Did all Brits go to a grammer?:biggrin1:
Some even learnt about irony. Typing though was definitely not on the curriculum and my typing is pathetic.
It occurs to me that if it were a no vote the Irish government would hope for the latest possible announcement as they might have to close the stock market early - and it is certainly in their interest to be claiming now that the vote is yes.
I dont understand why? There is no immediate crisis in Ireland. Comment I heard said the Irish are pretty much following the new terms anyway so whether they formally join is nether here nor there.
IMO time has run out. It is now too late to get Eurobonds through before it all falls down.
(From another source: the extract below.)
Issue #5451, opened 2026-09-14
SW-18: Server-side detector service (our Apache model in a CPU container) + job worker


marcodejongh:
Epic #5346 (SW-18). **Rescoped 2026-09-15:** build this when on-device cannot clear the gesture-savings gate (#5434) within the phone budget. Default shape: serve OUR OWN Apache-2.0 RF-DETR from a CPU-only Python container IN THIS REPO (`packages/hold-detector`), plus the durable job plumbing below. The separate AGPL-3.0 repo variant applies only if an AGPL model is chosen; the AGPL reference benchmark bought ~0.06 F1 over a one-epoch Apache run, so that variant is unlikely.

I still dont think eurobonds is the solution. If countries are refused lending due to the internal conditions on the bonds (ie already overborrowed) it will not help them now, or if they are allowed freely to borrow indefinitely against the european account then the current position will keep happening. The current economic situation needs to be reset by a whopping one-off transfer of paper assets. BORROWING is the problem, not the solution. If Germany borrows more then it just makes it harder for any other country to borrow themselves.
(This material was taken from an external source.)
PR #5537, opened 2026-09-18
feat: group a setter's new climbs and open them in the play drawer

marcodejongh:
## Summary

The Home feed's "New climb" cards had three problems, all visible in the reported screenshot.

The action right now is in the backrooms, trying to get Spain to accept access to the massive bailout funds by formally ratifying the Fiscal Union. Spain is using this as a bargaining chip and has already got a massive watering down of the FU requirements for Spain (which makes a nonsense of the FU). And Spain will get just about whatever it wants.
Mmm. How's the property market in Germany? Any scope there for a collapse?
The UK Labour government avoided this by a policy of pumping money into the economy. I suppose this only worked because the scale of the property overhang was considerably less than in Ireland or Spain, but that is what they did. The current conservative government is heading back to the brink because they have decided to cut the money going into the economy before any money has appeared from anywhere else.
Brinksmanship will continue in this matter in Europe until the ECB does some more QE and intervention to prop up Spain and it will be helpfull if they push up inflation.
What is really needed is a bailout of private citizens in trouble. The money needs to go to the lowest possible point on the debt chain. Bailout citizens so they can afford to repay rather than bailing out the bank when they default. Now how would we do that?...mm....tax cuts? social care handouts to pay your mortgage?
And of course, the ECB has to create money, one way or another, and direct it towards the most serious areas. So lend a LOT more to Spanish banks. Take on their property portfolios at face value, perhaps? Thats what needs to be done. How are Germans feeling about printing lots of cash?